Segment Start: Exercise material

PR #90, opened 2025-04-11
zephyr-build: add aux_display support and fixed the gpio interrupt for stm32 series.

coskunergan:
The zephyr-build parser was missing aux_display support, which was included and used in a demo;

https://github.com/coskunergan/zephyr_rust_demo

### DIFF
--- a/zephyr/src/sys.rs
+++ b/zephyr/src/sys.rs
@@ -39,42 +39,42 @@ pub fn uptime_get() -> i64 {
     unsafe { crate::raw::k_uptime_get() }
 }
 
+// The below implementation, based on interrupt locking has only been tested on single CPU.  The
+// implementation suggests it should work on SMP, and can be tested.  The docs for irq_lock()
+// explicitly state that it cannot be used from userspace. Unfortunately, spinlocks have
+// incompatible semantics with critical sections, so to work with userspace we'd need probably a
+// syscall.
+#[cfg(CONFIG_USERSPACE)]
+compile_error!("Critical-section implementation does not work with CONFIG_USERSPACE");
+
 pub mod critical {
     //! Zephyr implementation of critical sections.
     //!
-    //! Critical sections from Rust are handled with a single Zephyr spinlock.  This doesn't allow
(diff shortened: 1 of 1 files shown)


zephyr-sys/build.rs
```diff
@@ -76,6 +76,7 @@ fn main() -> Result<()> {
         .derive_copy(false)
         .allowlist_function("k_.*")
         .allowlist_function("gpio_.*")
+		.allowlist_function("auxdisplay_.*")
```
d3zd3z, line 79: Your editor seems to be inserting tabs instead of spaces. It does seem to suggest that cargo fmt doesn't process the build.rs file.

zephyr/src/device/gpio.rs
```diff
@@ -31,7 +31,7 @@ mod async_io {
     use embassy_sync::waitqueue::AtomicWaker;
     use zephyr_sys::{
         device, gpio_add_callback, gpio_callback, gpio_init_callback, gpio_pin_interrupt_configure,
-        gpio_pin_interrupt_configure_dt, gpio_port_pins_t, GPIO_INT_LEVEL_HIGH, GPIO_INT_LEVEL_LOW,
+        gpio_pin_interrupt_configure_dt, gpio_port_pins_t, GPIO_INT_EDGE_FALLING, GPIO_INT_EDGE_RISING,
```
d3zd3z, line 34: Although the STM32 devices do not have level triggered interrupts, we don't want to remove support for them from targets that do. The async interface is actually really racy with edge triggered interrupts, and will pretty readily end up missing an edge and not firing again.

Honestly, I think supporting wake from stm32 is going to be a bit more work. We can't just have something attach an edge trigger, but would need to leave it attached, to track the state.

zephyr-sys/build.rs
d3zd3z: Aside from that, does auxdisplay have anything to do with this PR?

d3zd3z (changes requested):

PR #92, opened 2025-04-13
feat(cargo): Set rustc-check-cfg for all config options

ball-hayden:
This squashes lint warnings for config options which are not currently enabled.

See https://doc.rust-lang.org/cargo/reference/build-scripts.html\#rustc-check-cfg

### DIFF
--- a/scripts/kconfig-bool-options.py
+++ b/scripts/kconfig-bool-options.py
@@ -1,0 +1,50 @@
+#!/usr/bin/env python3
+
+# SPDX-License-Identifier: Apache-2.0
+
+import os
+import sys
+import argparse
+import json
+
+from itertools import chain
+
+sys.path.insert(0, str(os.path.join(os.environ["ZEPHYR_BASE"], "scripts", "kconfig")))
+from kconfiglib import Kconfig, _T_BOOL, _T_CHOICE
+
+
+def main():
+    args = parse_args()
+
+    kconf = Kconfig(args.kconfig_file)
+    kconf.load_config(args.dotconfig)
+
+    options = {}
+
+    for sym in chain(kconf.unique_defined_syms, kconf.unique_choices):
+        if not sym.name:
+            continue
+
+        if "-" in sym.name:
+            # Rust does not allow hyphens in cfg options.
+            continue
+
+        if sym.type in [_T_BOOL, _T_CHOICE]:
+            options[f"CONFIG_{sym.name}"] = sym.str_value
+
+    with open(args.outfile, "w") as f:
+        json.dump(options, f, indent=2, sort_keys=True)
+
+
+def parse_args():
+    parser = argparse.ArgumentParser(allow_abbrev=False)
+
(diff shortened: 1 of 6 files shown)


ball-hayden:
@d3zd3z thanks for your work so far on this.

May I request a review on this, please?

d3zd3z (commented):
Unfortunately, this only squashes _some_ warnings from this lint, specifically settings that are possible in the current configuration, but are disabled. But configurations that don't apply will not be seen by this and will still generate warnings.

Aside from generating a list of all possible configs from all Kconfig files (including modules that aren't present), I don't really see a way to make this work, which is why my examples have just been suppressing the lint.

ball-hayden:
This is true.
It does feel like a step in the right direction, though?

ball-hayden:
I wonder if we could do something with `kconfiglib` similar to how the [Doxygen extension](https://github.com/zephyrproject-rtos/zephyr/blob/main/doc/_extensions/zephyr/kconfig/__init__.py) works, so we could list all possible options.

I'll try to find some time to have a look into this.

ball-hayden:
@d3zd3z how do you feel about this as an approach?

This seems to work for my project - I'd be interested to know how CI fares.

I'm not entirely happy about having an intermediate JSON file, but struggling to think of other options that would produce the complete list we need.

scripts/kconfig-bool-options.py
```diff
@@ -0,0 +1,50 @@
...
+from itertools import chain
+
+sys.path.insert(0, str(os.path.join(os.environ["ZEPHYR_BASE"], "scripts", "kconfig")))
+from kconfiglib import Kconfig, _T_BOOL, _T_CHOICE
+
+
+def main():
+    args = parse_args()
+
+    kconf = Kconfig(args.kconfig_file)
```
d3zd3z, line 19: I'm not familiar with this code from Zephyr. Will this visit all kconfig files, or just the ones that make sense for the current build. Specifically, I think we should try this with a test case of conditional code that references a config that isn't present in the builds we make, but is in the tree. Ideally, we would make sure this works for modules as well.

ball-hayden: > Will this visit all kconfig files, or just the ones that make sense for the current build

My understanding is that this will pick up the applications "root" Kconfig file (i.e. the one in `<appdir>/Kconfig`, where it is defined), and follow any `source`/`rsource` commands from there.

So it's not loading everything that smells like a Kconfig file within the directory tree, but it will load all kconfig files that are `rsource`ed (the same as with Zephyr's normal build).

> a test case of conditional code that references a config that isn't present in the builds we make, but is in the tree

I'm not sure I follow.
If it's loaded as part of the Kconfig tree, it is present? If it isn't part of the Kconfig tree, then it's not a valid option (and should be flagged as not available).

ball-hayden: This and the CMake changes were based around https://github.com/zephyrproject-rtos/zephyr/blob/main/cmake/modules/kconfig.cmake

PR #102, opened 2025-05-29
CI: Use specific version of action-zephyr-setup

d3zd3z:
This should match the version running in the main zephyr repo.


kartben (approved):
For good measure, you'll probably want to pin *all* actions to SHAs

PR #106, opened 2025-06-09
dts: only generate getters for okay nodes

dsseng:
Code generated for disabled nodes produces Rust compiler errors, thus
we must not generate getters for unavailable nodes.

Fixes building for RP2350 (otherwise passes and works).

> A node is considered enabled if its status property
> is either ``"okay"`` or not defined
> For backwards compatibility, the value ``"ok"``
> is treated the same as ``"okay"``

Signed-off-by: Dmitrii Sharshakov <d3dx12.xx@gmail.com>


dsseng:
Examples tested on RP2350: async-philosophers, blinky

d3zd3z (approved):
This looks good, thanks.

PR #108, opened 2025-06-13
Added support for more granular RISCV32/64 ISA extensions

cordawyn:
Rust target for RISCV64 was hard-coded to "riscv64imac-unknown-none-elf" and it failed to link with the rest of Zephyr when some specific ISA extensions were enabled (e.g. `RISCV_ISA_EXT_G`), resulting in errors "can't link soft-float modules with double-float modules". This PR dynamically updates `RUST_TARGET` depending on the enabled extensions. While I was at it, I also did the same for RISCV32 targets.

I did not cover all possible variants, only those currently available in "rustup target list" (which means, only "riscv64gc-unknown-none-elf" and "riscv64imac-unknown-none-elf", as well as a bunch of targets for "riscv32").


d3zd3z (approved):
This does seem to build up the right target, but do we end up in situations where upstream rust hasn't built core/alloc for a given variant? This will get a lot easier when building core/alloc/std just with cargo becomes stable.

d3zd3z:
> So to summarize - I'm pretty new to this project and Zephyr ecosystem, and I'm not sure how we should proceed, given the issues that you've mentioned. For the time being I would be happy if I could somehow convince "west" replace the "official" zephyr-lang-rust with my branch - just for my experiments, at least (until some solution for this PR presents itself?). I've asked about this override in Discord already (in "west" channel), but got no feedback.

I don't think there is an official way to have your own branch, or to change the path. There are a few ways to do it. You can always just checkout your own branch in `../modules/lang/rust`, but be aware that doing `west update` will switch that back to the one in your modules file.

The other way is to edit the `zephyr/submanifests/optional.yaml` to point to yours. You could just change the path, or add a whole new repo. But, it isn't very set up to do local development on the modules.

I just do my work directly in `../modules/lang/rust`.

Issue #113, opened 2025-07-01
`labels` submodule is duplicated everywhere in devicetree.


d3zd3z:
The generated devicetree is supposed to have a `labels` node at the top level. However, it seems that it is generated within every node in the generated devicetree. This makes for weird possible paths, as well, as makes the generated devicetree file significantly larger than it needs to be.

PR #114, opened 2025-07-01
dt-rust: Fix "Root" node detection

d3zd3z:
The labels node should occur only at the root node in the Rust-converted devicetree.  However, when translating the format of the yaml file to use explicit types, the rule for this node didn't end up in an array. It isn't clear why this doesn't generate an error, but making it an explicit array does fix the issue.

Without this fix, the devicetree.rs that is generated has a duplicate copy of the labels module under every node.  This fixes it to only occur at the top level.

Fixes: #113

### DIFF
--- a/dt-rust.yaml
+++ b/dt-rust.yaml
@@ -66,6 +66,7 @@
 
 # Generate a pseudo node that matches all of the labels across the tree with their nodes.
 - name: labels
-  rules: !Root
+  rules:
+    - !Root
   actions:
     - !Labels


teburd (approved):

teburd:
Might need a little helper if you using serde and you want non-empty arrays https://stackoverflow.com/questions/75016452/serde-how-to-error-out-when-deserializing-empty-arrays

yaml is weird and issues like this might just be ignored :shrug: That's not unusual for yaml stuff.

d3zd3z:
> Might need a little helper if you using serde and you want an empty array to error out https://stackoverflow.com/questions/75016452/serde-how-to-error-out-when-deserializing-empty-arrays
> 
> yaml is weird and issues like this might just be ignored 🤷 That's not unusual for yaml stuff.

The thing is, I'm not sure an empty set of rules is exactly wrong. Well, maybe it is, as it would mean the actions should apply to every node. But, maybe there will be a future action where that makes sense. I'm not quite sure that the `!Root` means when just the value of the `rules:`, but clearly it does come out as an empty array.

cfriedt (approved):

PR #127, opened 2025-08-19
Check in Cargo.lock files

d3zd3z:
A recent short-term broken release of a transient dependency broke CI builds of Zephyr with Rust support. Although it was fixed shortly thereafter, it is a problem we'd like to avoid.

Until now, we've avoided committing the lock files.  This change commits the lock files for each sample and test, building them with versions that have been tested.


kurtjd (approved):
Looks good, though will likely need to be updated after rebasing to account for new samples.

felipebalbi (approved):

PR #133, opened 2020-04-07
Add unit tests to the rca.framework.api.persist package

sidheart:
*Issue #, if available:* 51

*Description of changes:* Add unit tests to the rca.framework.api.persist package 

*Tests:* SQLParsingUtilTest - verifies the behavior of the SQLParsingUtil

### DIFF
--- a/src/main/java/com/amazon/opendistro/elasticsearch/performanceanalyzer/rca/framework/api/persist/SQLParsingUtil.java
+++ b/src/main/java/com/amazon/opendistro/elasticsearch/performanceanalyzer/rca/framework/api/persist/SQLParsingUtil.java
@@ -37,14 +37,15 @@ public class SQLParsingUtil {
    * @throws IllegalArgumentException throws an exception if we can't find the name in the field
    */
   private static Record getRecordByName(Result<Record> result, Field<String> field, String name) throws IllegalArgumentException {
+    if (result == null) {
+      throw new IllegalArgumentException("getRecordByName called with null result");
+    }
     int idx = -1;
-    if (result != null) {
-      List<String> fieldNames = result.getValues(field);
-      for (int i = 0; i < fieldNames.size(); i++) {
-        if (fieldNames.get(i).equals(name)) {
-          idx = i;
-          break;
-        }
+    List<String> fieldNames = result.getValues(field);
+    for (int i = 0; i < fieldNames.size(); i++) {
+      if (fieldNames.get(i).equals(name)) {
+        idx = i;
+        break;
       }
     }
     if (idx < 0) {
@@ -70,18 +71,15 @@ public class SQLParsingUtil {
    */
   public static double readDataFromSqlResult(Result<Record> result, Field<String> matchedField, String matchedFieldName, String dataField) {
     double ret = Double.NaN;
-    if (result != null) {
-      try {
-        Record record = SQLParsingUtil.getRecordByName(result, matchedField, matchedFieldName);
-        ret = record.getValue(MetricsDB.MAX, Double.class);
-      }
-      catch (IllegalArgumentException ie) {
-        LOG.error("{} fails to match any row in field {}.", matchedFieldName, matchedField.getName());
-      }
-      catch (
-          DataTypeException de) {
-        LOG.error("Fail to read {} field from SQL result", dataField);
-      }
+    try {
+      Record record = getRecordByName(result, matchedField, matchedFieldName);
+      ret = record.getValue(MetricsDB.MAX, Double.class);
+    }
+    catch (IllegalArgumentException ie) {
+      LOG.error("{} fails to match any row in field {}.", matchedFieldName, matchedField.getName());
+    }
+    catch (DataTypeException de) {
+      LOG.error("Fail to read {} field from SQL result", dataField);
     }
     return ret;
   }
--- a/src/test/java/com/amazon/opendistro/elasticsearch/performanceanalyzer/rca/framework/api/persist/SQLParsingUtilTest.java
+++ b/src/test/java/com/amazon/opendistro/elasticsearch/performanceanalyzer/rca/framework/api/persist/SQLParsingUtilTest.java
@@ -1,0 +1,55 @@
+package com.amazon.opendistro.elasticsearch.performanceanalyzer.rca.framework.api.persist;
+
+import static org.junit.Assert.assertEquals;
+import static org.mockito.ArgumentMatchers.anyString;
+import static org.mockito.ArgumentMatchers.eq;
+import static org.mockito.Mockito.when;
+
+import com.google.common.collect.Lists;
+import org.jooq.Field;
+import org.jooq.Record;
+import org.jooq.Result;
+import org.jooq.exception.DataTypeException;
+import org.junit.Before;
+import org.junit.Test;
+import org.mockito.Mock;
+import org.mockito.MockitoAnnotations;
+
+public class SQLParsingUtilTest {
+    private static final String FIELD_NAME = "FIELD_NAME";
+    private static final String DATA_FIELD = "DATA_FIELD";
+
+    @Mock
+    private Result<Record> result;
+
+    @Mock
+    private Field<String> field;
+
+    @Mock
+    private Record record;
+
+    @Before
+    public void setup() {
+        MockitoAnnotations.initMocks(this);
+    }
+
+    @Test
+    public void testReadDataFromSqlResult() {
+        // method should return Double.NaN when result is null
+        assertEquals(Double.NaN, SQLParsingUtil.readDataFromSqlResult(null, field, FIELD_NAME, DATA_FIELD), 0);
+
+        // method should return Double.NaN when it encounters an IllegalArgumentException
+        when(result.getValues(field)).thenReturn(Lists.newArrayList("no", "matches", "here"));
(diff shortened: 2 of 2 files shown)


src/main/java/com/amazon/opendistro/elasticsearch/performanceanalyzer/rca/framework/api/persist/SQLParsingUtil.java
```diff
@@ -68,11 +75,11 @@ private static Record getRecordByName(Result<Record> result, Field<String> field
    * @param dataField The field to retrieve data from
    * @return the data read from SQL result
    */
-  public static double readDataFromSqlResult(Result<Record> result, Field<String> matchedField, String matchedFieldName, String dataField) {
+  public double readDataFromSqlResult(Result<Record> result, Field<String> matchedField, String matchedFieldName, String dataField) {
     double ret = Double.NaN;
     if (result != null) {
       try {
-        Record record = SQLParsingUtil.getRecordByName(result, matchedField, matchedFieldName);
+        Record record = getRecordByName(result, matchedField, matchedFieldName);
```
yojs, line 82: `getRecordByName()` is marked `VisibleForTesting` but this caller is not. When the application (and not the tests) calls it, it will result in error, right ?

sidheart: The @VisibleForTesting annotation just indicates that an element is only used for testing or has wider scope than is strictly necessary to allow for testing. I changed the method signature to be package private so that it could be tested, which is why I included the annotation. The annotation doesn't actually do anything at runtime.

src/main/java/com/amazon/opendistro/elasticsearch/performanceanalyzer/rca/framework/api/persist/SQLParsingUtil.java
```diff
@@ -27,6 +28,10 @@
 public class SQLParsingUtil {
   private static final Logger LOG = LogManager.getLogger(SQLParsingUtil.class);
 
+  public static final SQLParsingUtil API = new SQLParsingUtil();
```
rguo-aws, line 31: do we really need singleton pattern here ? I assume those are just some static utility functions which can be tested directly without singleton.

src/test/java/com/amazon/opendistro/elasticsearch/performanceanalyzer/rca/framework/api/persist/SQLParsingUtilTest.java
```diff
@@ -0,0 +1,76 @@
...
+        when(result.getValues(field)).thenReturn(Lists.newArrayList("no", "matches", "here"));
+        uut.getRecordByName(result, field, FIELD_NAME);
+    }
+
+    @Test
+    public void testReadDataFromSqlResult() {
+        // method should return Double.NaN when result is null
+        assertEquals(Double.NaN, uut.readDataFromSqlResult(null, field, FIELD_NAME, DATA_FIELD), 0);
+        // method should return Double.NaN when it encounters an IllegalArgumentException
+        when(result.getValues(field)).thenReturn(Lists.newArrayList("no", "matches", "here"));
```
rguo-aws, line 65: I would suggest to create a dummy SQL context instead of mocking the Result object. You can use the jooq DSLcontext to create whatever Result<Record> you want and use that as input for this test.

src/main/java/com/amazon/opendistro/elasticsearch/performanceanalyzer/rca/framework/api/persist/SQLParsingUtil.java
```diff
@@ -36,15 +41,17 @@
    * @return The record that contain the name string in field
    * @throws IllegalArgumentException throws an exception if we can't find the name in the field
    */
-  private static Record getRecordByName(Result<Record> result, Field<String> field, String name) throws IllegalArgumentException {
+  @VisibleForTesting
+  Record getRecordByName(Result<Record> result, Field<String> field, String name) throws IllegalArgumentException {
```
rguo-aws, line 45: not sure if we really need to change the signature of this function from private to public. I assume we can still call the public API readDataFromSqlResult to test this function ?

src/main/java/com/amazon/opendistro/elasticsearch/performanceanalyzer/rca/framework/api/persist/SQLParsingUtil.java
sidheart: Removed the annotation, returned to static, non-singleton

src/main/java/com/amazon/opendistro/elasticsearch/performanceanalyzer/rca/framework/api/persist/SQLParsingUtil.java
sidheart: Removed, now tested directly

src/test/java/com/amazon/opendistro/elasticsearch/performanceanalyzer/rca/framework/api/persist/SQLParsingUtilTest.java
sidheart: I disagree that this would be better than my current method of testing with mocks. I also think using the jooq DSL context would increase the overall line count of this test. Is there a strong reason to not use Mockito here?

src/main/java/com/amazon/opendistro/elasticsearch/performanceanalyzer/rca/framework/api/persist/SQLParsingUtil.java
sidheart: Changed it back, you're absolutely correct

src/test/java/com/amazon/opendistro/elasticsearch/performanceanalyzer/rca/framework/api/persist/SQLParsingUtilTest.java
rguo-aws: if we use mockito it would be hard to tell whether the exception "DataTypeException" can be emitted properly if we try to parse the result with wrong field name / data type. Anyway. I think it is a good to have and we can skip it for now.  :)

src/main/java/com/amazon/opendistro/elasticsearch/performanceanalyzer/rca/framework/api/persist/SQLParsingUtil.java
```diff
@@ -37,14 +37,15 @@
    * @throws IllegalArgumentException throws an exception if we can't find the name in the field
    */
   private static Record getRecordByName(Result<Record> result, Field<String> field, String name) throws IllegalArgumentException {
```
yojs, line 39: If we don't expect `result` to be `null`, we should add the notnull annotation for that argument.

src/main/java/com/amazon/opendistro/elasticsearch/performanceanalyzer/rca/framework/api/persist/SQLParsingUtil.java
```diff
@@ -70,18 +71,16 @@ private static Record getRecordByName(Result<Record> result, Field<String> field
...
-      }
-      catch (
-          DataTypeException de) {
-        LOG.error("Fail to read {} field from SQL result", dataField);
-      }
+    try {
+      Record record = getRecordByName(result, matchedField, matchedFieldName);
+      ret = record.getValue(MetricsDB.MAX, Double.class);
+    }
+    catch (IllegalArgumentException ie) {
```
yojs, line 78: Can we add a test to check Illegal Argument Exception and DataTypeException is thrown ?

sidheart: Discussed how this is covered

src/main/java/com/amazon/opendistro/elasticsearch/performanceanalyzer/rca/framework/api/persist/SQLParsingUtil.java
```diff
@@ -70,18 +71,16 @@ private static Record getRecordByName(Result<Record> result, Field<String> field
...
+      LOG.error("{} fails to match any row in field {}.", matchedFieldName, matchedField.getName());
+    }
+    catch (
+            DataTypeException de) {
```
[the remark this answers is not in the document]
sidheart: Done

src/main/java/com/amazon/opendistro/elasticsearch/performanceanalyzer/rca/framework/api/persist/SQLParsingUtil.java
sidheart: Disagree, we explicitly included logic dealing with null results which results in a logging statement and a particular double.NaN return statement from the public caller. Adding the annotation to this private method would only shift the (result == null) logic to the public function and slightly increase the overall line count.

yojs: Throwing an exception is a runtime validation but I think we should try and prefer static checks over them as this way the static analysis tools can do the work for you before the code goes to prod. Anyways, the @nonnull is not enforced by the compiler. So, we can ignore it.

Segment End: Exercise material

_Exercise details_
The answer should contain only the lines from the first line of the entries through the line holding "below implementation, based", each exactly as written.

_Task answer_
PR #90, opened 2025-04-11
zephyr-build: add aux_display support and fixed the gpio interrupt for stm32 series.

coskunergan:
The zephyr-build parser was missing aux_display support, which was included and used in a demo;

https://github.com/coskunergan/zephyr_rust_demo

### DIFF
--- a/zephyr/src/sys.rs
+++ b/zephyr/src/sys.rs
@@ -39,42 +39,42 @@ pub fn uptime_get() -> i64 {
     unsafe { crate::raw::k_uptime_get() }
 }
 
+// The below implementation, based on interrupt locking has only been tested on single CPU.  The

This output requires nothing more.